# Task goal
All records shown below should be given again, character for character.

# Data
.....

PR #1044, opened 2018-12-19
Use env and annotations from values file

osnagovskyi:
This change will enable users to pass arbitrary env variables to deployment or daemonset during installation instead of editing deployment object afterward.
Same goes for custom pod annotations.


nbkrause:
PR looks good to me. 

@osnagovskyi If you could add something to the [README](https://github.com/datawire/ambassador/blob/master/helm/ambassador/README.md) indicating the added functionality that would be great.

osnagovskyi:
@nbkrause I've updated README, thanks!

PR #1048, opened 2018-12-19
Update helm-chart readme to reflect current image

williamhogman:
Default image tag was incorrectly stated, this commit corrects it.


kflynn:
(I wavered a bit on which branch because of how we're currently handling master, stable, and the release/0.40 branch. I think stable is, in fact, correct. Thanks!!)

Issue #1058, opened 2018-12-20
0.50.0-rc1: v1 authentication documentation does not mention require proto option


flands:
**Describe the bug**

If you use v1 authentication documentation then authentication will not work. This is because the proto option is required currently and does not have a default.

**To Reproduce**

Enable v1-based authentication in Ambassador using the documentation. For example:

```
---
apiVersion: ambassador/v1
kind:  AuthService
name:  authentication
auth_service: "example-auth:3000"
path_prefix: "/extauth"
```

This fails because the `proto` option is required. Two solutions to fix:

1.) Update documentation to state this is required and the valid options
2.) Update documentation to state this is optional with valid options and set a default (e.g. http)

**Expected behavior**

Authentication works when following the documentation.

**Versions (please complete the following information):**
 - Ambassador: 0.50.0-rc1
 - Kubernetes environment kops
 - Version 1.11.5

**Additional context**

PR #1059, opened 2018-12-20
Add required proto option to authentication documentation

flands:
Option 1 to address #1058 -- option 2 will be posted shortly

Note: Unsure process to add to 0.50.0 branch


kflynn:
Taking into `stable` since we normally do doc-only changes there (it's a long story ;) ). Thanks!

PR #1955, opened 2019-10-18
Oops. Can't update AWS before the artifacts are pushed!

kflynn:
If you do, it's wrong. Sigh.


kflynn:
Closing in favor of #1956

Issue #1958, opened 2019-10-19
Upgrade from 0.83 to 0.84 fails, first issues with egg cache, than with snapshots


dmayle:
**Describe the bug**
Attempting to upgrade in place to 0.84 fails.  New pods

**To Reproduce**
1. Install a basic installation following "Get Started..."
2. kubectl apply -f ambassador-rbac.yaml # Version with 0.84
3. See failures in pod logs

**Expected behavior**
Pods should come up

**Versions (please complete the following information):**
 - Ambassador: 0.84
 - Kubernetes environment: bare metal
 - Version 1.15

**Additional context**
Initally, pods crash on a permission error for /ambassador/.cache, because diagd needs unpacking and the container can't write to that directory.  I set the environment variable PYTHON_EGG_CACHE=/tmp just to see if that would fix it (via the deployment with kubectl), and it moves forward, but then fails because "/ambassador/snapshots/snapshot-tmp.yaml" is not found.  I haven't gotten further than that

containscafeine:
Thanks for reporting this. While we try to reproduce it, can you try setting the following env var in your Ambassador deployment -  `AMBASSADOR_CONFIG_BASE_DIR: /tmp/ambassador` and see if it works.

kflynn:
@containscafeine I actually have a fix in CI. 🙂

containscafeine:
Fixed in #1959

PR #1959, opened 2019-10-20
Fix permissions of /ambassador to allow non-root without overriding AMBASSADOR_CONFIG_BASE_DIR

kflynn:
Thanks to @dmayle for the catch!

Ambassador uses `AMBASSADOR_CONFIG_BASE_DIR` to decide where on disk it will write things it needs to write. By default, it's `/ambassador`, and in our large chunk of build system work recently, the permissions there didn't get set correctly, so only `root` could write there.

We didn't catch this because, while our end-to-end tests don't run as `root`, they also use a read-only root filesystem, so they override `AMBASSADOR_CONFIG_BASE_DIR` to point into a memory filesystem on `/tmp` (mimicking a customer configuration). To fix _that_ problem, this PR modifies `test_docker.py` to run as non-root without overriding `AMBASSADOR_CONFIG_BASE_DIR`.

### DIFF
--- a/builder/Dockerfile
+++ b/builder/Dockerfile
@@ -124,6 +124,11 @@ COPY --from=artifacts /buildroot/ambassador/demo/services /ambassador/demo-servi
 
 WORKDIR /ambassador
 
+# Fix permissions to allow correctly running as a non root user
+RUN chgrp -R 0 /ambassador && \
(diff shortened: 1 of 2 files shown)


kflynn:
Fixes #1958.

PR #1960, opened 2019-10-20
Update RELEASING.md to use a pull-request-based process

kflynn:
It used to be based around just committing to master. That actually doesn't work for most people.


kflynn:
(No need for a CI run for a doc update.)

.....

# Written answer
PR #1044, opened 2018-12-19
Use env and annotations from values file

osnagovskyi:
This change will enable users to pass arbitrary env variables to deployment or daemonset during installation instead of editing deployment object afterward.
Same goes for custom pod annotations.


nbkrause:
PR looks good to me. 

@osnagovskyi If you could add something to the [README](https://github.com/datawire/ambassador/blob/master/helm/ambassador/README.md) indicating the added functionality that would be great.

osnagovskyi:
@nbkrause I've updated README, thanks!

PR #1048, opened 2018-12-19
Update helm-chart readme to reflect current image

williamhogman:
Default image tag was incorrectly stated, this commit corrects it.


kflynn:
(I wavered a bit on which branch because of how we're currently handling master, stable, and the release/0.40 branch. I think stable is, in fact, correct. Thanks!!)

Issue #1058, opened 2018-12-20
0.50.0-rc1: v1 authentication documentation does not mention require proto option


flands:
**Describe the bug**

If you use v1 authentication documentation then authentication will not work. This is because the proto option is required currently and does not have a default.

**To Reproduce**

Enable v1-based authentication in Ambassador using the documentation. For example:

```
---
apiVersion: ambassador/v1
kind:  AuthService
name:  authentication
auth_service: "example-auth:3000"
path_prefix: "/extauth"
```

This fails because the `proto` option is required. Two solutions to fix:

1.) Update documentation to state this is required and the valid options
2.) Update documentation to state this is optional with valid options and set a default (e.g. http)

**Expected behavior**

Authentication works when following the documentation.

**Versions (please complete the following information):**
 - Ambassador: 0.50.0-rc1
 - Kubernetes environment kops
 - Version 1.11.5

**Additional context**

PR #1059, opened 2018-12-20
Add required proto option to authentication documentation

flands:
Option 1 to address #1058 -- option 2 will be posted shortly

Note: Unsure process to add to 0.50.0 branch


kflynn:
Taking into `stable` since we normally do doc-only changes there (it's a long story ;) ). Thanks!

PR #1955, opened 2019-10-18
Oops. Can't update AWS before the artifacts are pushed!

kflynn:
If you do, it's wrong. Sigh.


kflynn:
Closing in favor of #1956

Issue #1958, opened 2019-10-19
Upgrade from 0.83 to 0.84 fails, first issues with egg cache, than with snapshots


dmayle:
**Describe the bug**
Attempting to upgrade in place to 0.84 fails.  New pods

**To Reproduce**
1. Install a basic installation following "Get Started..."
2. kubectl apply -f ambassador-rbac.yaml # Version with 0.84
3. See failures in pod logs

**Expected behavior**
Pods should come up

**Versions (please complete the following information):**
 - Ambassador: 0.84
 - Kubernetes environment: bare metal
 - Version 1.15

**Additional context**
Initally, pods crash on a permission error for /ambassador/.cache, because diagd needs unpacking and the container can't write to that directory.  I set the environment variable PYTHON_EGG_CACHE=/tmp just to see if that would fix it (via the deployment with kubectl), and it moves forward, but then fails because "/ambassador/snapshots/snapshot-tmp.yaml" is not found.  I haven't gotten further than that

containscafeine:
Thanks for reporting this. While we try to reproduce it, can you try setting the following env var in your Ambassador deployment -  `AMBASSADOR_CONFIG_BASE_DIR: /tmp/ambassador` and see if it works.

kflynn:
@containscafeine I actually have a fix in CI. 🙂

containscafeine:
Fixed in #1959

PR #1959, opened 2019-10-20
Fix permissions of /ambassador to allow non-root without overriding AMBASSADOR_CONFIG_BASE_DIR

kflynn:
Thanks to @dmayle for the catch!

Ambassador uses `AMBASSADOR_CONFIG_BASE_DIR` to decide where on disk it will write things it needs to write. By default, it's `/ambassador`, and in our large chunk of build system work recently, the permissions there didn't get set correctly, so only `root` could write there.

We didn't catch this because, while our end-to-end tests don't run as `root`, they also use a read-only root filesystem, so they override `AMBASSADOR_CONFIG_BASE_DIR` to point into a memory filesystem on `/tmp` (mimicking a customer configuration). To fix _that_ problem, this PR modifies `test_docker.py` to run as non-root without overriding `AMBASSADOR_CONFIG_BASE_DIR`.

### DIFF
--- a/builder/Dockerfile
+++ b/builder/Dockerfile
@@ -124,6 +124,11 @@ COPY --from=artifacts /buildroot/ambassador/demo/services /ambassador/demo-servi
 
 WORKDIR /ambassador
 
+# Fix permissions to allow correctly running as a non root user
+RUN chgrp -R 0 /ambassador && \
(diff shortened: 1 of 2 files shown)


kflynn:
Fixes #1958.

PR #1960, opened 2019-10-20
Update RELEASING.md to use a pull-request-based process

kflynn:
It used to be based around just committing to master. That actually doesn't work for most people.


kflynn:
(No need for a CI run for a doc update.)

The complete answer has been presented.